- Brief -
Locate the string "when" in the records below. Copy every line where it occurs.

- Records supplied -

Issue #6511, opened 2024-11-19
Add toki pona to content languages


EtiTheSpirit:
### Describe the Feature

Currently, Bluesky supports a number of popular conlangs. One that has been making recent major strides in the number of speakers is toki pona, thanks to increased publicity, especially with presence in games (including VRChat and Minecraft, for example).

As a fluent speaker and an avid supporter of its community, I would really like to see it available as a language that can be used for content. This would help meet up with and find fellow community members, and potentially introduce new people to the language.

toki pona is [defined under ISO 639-3](https://iso639-3.sil.org/request/2021-043) as `tok`.

auroursa:
Related PR #5998.

Issue #6346, opened 2024-11-14
Language autodetected correctly but cannot be used on feeds or search


ivanbea:
### Steps to Reproduce

1- Post something in asturianu https://www.localeplanet.com/icu/ast-ES/index.html like "Ye cierto, ensin embargo nun sé por qué sí me sal automáticamente esta etiqueta:" and the language is recognized as "ast", also in the JSON "langs":["ast"]
2- Try to search something and filter by language, you cannot select Asturiano anywhere, even when the post is recognized on this language
Also with skyfeed you cannot select this language, I tried to edit the JSON like
 "id": "aaacx4f64znlo",
            "type": "remove",
            "subject": "language",
            "value": null,
            "language": "ast"
But it is not recognized.

I think this will happen with all the languages with a three-letter code (like ast), the language is recognized in the post but you can only select or search with two-letter codes.

### Attachments

See this post in asturianu

https://bsky.app/profile/iyanuvieu.bsky.social/post/3lawj5tvtvk2j

![bafkreicfa3btpisfe77gnqwrahqrgwpcy7gttarxlrvgthwuvmqv35svjy](https://github.com/user-attachments/assets/17739c9a-9e9e-480d-aea1-1862f1f27526)

### What platform(s) does this occur on?

iOS, Android, Web (Desktop), Web (Mobile)

### What version of the app are you using?

1.93.0.373

nuberlang:
I have the same problem, but I see that other languages ​​with three characters in the encoding do appear to select, for example Aragon.

auroursa:
> I have the same problem, but I see that other languages ​​with three characters in the encoding do appear to select, for example Aragon.

 Aragon has been assigned the code2 “an,” which is why it can be used as a Post Language. Currently, Post Language (as well as search language filters, etc.) is mapped one-to-one with code2. If a language isn’t included in the ISO 639-1 list, it can’t currently be used as a Post Language…

This is definitely an area that needs improvement, as many popular languages lack a code2.

iyanuvieu:
Asturian, ast, is a language that could be found forming parte of Iso 932

https://en.m.wikipedia.org/wiki/List_of_ISO_639-2_codes

auroursa:
> Asturian, ast, is a language that could be found forming parte of Iso 932
> 
> https://en.m.wikipedia.org/wiki/List_of_ISO_639-2_codes

[...]

PR #6769, opened 2024-11-27
Fully support languages with 3-character codes

tbodt:
Most languages do not have 2 character codes and will never get them, because the ISO committee no longer assigns them.

There are more things wrong with this language list, but I stopped here for now. Future work:

- Take the list from https://www.iana.org/assignments/language-subtag-registry/language-subtag-registry, which is the list referenced by the HTML standard for possible values of `lang` attributes in HTML
- Get localized language names from CLDR
- Uh...figure out what to do about the fact that `lande` outputs `pes` for Persian, which actually means specifically Iranian Persian while `per` and `fas` and `fa` are Persian in general... man, no one really knows how to handle language families.

Have tested this on web on
- Language selector on post compose box
- Subtitle language selector
- Content language selector in settings
- Primary language selector in settings
- Language filter in search

### DIFF
--- a/src/locale/deviceLocales.ts
+++ b/src/locale/deviceLocales.ts
@@ -67,7 +67,7 @@ export function getLocales() {
 export const deviceLocales = getLocales()
 
 /**
- * BCP-47 language tag without region e.g. array of 2-char lang codes
+ * BCP-47 language tag without region
  *
  * {@link https://docs.expo.dev/versions/latest/sdk/localization/#locale}
  */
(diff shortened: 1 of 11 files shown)


tbodt:
@pfrazee I'd like to request a review from you as the author of #6207

pfrazee:
I'll get this on my tracker

jnpoJuwan:
@pfrazee Has there been any updates relating to this PR? There have been many people asking and asking for this in many threads. There is _no good justification_ for any platform to lack this level of basic language support when it prevents millions of people from interacting either reliably or even completely. These issues have persisted for over two years.

This issue may also be raised in the ATProto repo, which shares similar data and code.

----

Related issues:

* #1766
* #6346
* #6511

Related PRs:

* #1089
* #3204
* #4314
* #5998
* #6290
* #6774
* #7075
* #7174

tbodt:
Bump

- Response -
2- Try to search something and filter by language, you cannot select Asturiano anywhere, even when the post is recognized on this language
@pfrazee Has there been any updates relating to this PR? There have been many people asking and asking for this in many threads. There is _no good justification_ for any platform to lack this level of basic language support when it prevents millions of people from interacting either reliably or even completely. These issues have persisted for over two years.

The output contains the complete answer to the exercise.